The Swiss real estate market continues to perform well, in contrast to neighboring countries where property prices have declined.
House prices in Switzerland have risen by 3.8% over the past year, with a more modest increase of 2% in the last six months. This is in stark contrast to Germany and France, where property prices have dropped by 12.2% and 4.5% respectively over the same period. The Swiss market has shown resilience, with an 8.9% increase in private residential property prices over the past two years. This makes Switzerland stand out in the European landscape.
The availability of financing has played a significant role in the upward trajectory of property prices. Interest rates for ten-year fixed-rate mortgages and Saron mortgages are currently very similar, creating favorable conditions for potential buyers. Strong demand driven by immigration also contributes to the positive momentum of the Swiss property market, particularly in the investment property sector, which has seen consistent growth over the past 25 years.
The investment property market in Switzerland remains attractive, with no signs of a price bubble despite minor fluctuations. The Swiss National Bank is expected to continue cutting interest rates, further stimulating demand for residential properties. This is likely to lead to rising rental prices, although existing rents will adjust in line with the reference interest rate. The housing shortage is not limited to urban areas but is also felt in the mountain regions, where the popularity of holiday apartments has exacerbated the scarcity of available housing.

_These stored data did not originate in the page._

PR #6336, opened 2026-01-26
Sync Thread network preference on Matter commissioning from frontend, if necessary

jpelgrom:
## Summary

This PR tries to improve the user experience for commissioning of Matter over Thread devices, by actively syncing a dataset if necessary.

### Background

In #4150, the full Thread credential sync was removed from the start of Matter commissioning because of the slow GMS API. However, for users with a Thread network only known to HA (like those who added a ZBT-2, or Apple network synced from an iOS device!), this means Matter over Thread device commissioning would fail unless a full sync was manually triggered from companion app settings.

After the removal, the frontend [started sending information](https://github.com/home-assistant/frontend/pull/22022) about the preferred Thread network, if any, in the commissioning payload. Instead of doing a full sync every time, this allows us to sync the device only if necessary by checking if the device knows these credentials.

_Note that the GMS API unfortunately hasn't seen any improvement and we still cannot specify which Thread network to use, so the check/sync remains best effort, instead of being sure this Thread network is used for commissioning like the frontend's intention._

### Code in this PR

If the frontend commissioning payload includes Thread credentials, the app checks if the device prefers the network for these credentials (we can do this without asking for permissions or showing additional UI).
 - If there are no credentials in the payload, or the device prefers these credentials: the Matter commissioning flow starts.
 - If there are credentials: if the app has never synced we do a full sync once, once synced the Matter commissioning flow starts.

In a flowchart this looks like:

```mermaid
flowchart LR
    A(Frontend starts Matter commissioning) --> B{Payload with Thread credentials?}
    B -- No --> C(Start Matter commissioning flow)
    B -- Yes --> D{Thread network from credentials preferred by device?}
    D -- Yes --> C
    D -- No --> E{Thread synced at least once?}
    E -- No --> F[Perform full sync]
    F --> C
    E -- Yes --> C
```

While testing, asking the GMS API whether the dataset is preferred still takes almost exactly 10 seconds most of the time, but not always - I suspect it is waiting for a timeout somewhere. That means this change still slows down starting commissioning, but only if core knows about Thread and less than a full sync.

Logcat showing 10 seconds between messages for frontend commissioning start and Thread network preferred check complete

## Checklist

n/a

## Any other notes

[Discussion](https://discord.com/channels/330944238910963714/1346948551892009101/1444757127322271917) on Discord that started this PR.

This PR is still draft while I want to
 - test a bit more with removing credentials and when to set/unset the has synced boolean
 - polish exception handling without changing all the code

### DIFF
--- a/app/src/main/kotlin/io/homeassistant/companion/android/webview/WebViewPresenterImpl.kt
+++ b/app/src/main/kotlin/io/homeassistant/companion/android/webview/WebViewPresenterImpl.kt
@@ -516,7 +516,7 @@ class WebViewPresenterImpl @Inject constructor(
             mainScope.launch {
                 if (tlv != null && borderAgentId != null) {
                     Timber.d("Matter commissioning payload has preferred Thread dataset, comparing")
-                    compareThreadCredentialsForCommissioning(context, tlv)
+                    compareThreadDatasetForCommissioning(context, tlv)
                 } else {
                     Timber.d("Matter commissioning payload doesn't have Thread, starting commissioning")
                     startMatterCommissioningFlow(context)
@@ -526,15 +526,15 @@ class WebViewPresenterImpl @Inject constructor(
     }
 
     /**
-     * Compare Thread credentials supplied for Matter commissioning, and take action depending on the device state:
-     * - Device prefers credentials: start (external) Matter commissioning flow
-     * - Device doesn't prefer credentials:
-     *    - Has never synced Thread for the server: do a full Thread credentials sync (this will usually result in the
-     *    credentials becoming preferred)
+     * Compare Thread dataset supplied for Matter commissioning, and take action depending on the device state:
+     * - Device prefers dataset: start (external) Matter commissioning flow
+     * - Device doesn't prefer dataset:
+     *    - Has never synced Thread for the server: do a full Thread dataset sync (this will usually result in the
+     *    dataset becoming preferred, if the device has no other Thread dataset)
      *    - Has previously synced Thread for the server: start (external) Matter commissioning flow (the app is
      *    expected to be unable to change the preferred state by syncing)
      */
-    private suspend fun compareThreadCredentialsForCommissioning(context: Context, tlv: String) {
+    private suspend fun compareThreadDatasetForCommissioning(context: Context, tlv: String) {
         val isPreferred = threadUseCase.isPreferredDatasetByDevice(context, tlv)
 
         if (isPreferred) {
--- a/app/src/main/kotlin/io/homeassistant/companion/android/webview/WebViewPresenterImpl.kt
+++ b/app/src/main/kotlin/io/homeassistant/companion/android/webview/WebViewPresenterImpl.kt
@@ -509,15 +509,54 @@ class WebViewPresenterImpl @Inject constructor(
 
     override fun appCanCommissionMatterDevice(): Boolean = matterUseCase.appSupportsCommissioning()
 
-    override fun startCommissioningMatterDevice(context: Context) {
+    override fun startCommissioningMatterDevice(context: Context, tlv: String?, borderAgentId: String?) {
         if (mutableMatterThreadStep.value != MatterThreadStep.REQUESTED) {
             mutableMatterThreadStep.tryEmit(MatterThreadStep.REQUESTED)
 
-            // The app used to sync Thread credentials here until commit 26a472a, but it was
-            // (temporarily?) removed due to slowing down the Matter commissioning flow for the user
-            // and limited usefulness of the result (because of API limitations)
+            mainScope.launch {
+                if (tlv != null && borderAgentId != null) {
+                    Timber.d("Matter commissioning payload has preferred Thread dataset, comparing")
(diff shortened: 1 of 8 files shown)


bgoncal:
> Note that the GMS API unfortunately hasn't seen any improvement and we still cannot specify which Thread network to use, so the check/sync remains best effort, instead of being sure this Thread network is used for commissioning like the frontend's intention.

So this means that when comissioning a new matter over thread device, the preferred thread network selected in Home Assistant will not be respected right?

What would happen in my case where I have one HA thread network, one Aqara and one Apple, which one it would decide to use? (Considering all of them have their credentials saved on my Google Pixel/Google services)

jpelgrom:
> So this means that when comissioning a new matter over thread device, the preferred thread network selected in Home Assistant will not be respected right?

It may or may not be, depending on which network was added first.

> What would happen in my case where I have one HA thread network, one Aqara and one Apple, which one it would decide to use? (Considering all of them have their credentials saved on my Google Pixel/Google services)

Right now, it seems that whatever app adds the first credentials will become the preferred. Apps cannot influence this, and the user also cannot change this.

All of this isn't new behavior. It already applies whenever you commission a Matter device today and manually sync Thread from the companion app settings.

bgoncal:
@jpelgrom I understand, thats just frustrating that they dont open up the APIs to at least be able to define to which thread network to add the device to. Hopefully Matter improvements will bring the so called "single network" where networks will merge into one

app/src/main/kotlin/io/homeassistant/companion/android/webview/WebViewPresenterImpl.kt
```diff
@@ -498,15 +498,54 @@ class WebViewPresenterImpl @Inject constructor(
...
+    override fun startCommissioningMatterDevice(context: Context, tlv: String?, borderAgentId: String?) {
         if (mutableMatterThreadStep.value != MatterThreadStep.REQUESTED) {
             mutableMatterThreadStep.tryEmit(MatterThreadStep.REQUESTED)
 
-            // The app used to sync Thread credentials here until commit 26a472a, but it was
-            // (temporarily?) removed due to slowing down the Matter commissioning flow for the user
-            // and limited usefulness of the result (because of API limitations)
-
-            startMatterCommissioningFlow(context)
+            mainScope.launch {
```
TimoPtr, line 516: Could you split a bit this function? It has too many layer and I think having smaller functions with proper names would make it easier to follow what's going on.

app/src/main/kotlin/io/homeassistant/companion/android/webview/WebViewPresenterImpl.kt
```diff
@@ -498,15 +498,54 @@ class WebViewPresenterImpl @Inject constructor(
...
+                        startMatterCommissioningFlow(context)
+                    } else if (!threadUseCase.hasSyncedPreferredDataset(serverId)) {
+                        // We only sync if the server has never synced, as a full sync can be slow
+                        Timber.d("Device doesn't prefer core preferred dataset, starting first sync")
+                        val deviceThreadIntent = try {
+                            val result = threadUseCase.syncPreferredDataset(
+                                context = context,
+                                serverId = serverId,
+                                exportOnly = false,
+                                scope = CoroutineScope(mainScope.coroutineContext + SupervisorJob()),
```
TimoPtr: Any reason to create a new scope?

jpelgrom: Short answer: because I reused the previously removed code.

Longer answer: because I want a `SupervisorJob` to ensure any failures here don't impact the rest of the rest of `WebViewPresenterImpl`- `mainScope` uses a normal `Job`. See: #3634. We could also change `mainScope` to use a `SupervisorJob` if that's a better solution in your opinion.

app/src/main/kotlin/io/homeassistant/companion/android/webview/WebViewPresenterImpl.kt
jpelgrom: I've split it into a couple of smaller but still logically grouped functions, with a description for each function. Hopefully this is a good middle ground between extremely tiny and the original.

jpelgrom:
After testing various scenarios, it seems to work mostly as expected but last minute I thought of the need to handle the scenario:
 - core previously preferred dataset `x`, the app synced and the device also prefers it
 - core now prefers dataset `y` instead of `x`, the device should be updated to match it

This can be included in the 'fast' check by triggering sync if
 - there has never been a sync (✅)
 - there has been a sync (✅) which resulted in adding a dataset for `x`, which is different from `y` which core is now preferring (TODO)

So this PR will stay in draft for a little longer, while I work on that change (most likely Wednesday) as well as a test for each yes/no of the flowchart.

Improving the quality of the Matter/Thread components itself, like more specific error handling, is a larger task that I want to keep outside the scope of this PR. The specific error class is only because I'm making something new, not changing existing code with it for now.

jpelgrom:
Closing in favor of building on #6918 / #6951 once merged, it already has a minor change to the sync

In the mountain regions, there has been a surge in demand for holiday apartments, leading to some communities exceeding the legal limit of 20% for second homes. This has resulted in a 14% increase in holiday apartment prices over the past year, driven by the appeal of destinations at higher altitudes, particularly due to the impact of climate change on winter sports. The growing gap between rental prices and wages presents a significant challenge for locals and seasonal workers, who may have to face longer commutes as affordable housing becomes increasingly scarce.
There are significant regional disparities in the Swiss property market, particularly in pricing. Geneva has the highest prices, with a typical model apartment costing CHF 2.22 million ($2.5 million), followed closely by Zurich at CHF 2.12 million. Mountain resorts such as St. Moritz and Zermatt also command high prices, reflecting the demand for luxury properties in scenic locations. Other holiday destinations, including Val de Bagnes and Saanen, have surpassed major cities like Basel and Bern in terms of property values, highlighting the changing dynamics of the Swiss real estate market.

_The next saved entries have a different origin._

PR #6489, opened 2026-02-25
Warn users when installing full on a device without GMS

TimoPtr:
## Summary

We do have some users that install the full flavor on a device without GMS because they don't know what full and minimal means from Github. This PR should help reduce the numbers of crashes we have because users are installing the wrong app.

## Checklist

## Screenshots

image

### DIFF
--- a/common/src/main/res/values/strings.xml
+++ b/common/src/main/res/values/strings.xml
@@ -36,7 +36,7 @@
     <string name="always_show_first_view_on_app_start">Always show first view when opening app</string>
     <string name="always_show_first_view_on_app_start_summary">The first view of the default dashboard is shown as soon as the app is opened</string>
     <string name="app_name">Home Assistant</string>
-    <string name="play_services_unavailable_full_flavor">Google Play services are unavailable. This full version may crash. Install the minimal version instead.</string>
+    <string name="play_services_unavailable_full_flavor">Google Play services are unavailable. This version of the app may crash. Use the minimal version instead.</string>
     <string name="app_version_info">App version info</string>
     <string name="application_version">Application version</string>
     <string name="attempting_authentication">Authenticating…</string>


app/lint.xml
jpelgrom, line 1: This file seems unrelated

common/lint.xml
```diff
@@ -3,4 +3,10 @@
     <issue id="ComposeCompositionLocalUsage">
         <option name="allowed-composition-locals" value="LocalHAColorScheme" />
     </issue>
+    <issue id="ComposePreviewPublic">
+        <ignore path="src/screenshotTest" />
+    </issue>
+    <issue id="ComposeUnstableReceiver">
+        <ignore path="src/screenshotTest" />
+    </issue>
```
jpelgrom, line 11: This seems unrelated

app/src/main/kotlin/io/homeassistant/companion/android/launch/LaunchActivity.kt
```diff
@@ -92,14 +102,31 @@ class LaunchActivity : AppCompatActivity() {
...
                 val uiState by viewModel.uiState.collectAsStateWithLifecycle()
+                val snackbarHostState = remember { SnackbarHostState() }
+                val shouldShowPlayServicesSnackbar = remember {
+                    BuildConfig.FLAVOR == "full" && !playServicesAvailability.isAvailable()
+                }
+
+                if (shouldShowPlayServicesSnackbar) {
+                    val message = stringResource(commonR.string.play_services_unavailable_full_flavor)
+                    LaunchedEffect(message) {
+                        snackbarHostState.showSnackbar(
```
jpelgrom: I wonder if maybe it's a good idea to add an action 'Learn more' linking to the [flavors documentation](https://companion.home-assistant.io/docs/core/android-flavors). In there we could expand a bit on why we suggest using minimal if there are no Play Services installed.

app/lint.xml
TimoPtr: It is. I thought I kept it on my stash. The lastest version of AS do fix the screenshot test sourceset finaly and there was just these annoying lint issues that I disabled.

I can move it to a separate pr if you prefer but it's small.

app/src/main/kotlin/io/homeassistant/companion/android/launch/LaunchActivity.kt
TimoPtr: Why not 👍

app/lint.xml
jpelgrom: OK to keep for now. Just be mindful of sneaking in changes like these, I have Android Studio updating kotlinc.xml every time but don't commit it ;).

TimoPtr: Yeah we need to commit this kotlinc changes...

common/src/main/res/values/strings.xml
```diff
@@ -36,6 +36,7 @@
     <string name="always_show_first_view_on_app_start">Always show first view when opening app</string>
     <string name="always_show_first_view_on_app_start_summary">The first view of the default dashboard is shown as soon as the app is opened</string>
     <string name="app_name">Home Assistant</string>
+    <string name="play_services_unavailable_full_flavor">Google Play services are unavailable. This full version may crash. Install the minimal version instead.</string>
```
jpelgrom: "This full version" is a bit unclear if you don't know about flavors yet.

```suggestion
    <string name="play_services_unavailable_full_flavor">Google Play services are unavailable. This version of the app may crash. Use the minimal version instead.</string>
```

The appeal of holiday apartments in the Swiss Alps continues to attract investors, with low vacancy rates in tourist regions indicating a shortage of housing. This situation is particularly challenging for locals, as the demand for second homes drives up prices and limits availability. Ticino is the only region currently experiencing a vacancy rate above 3%, suggesting that the housing crisis is widespread across the country. As the market evolves, the affordability and accessibility of the Swiss property landscape remain pressing concerns for residents and policymakers.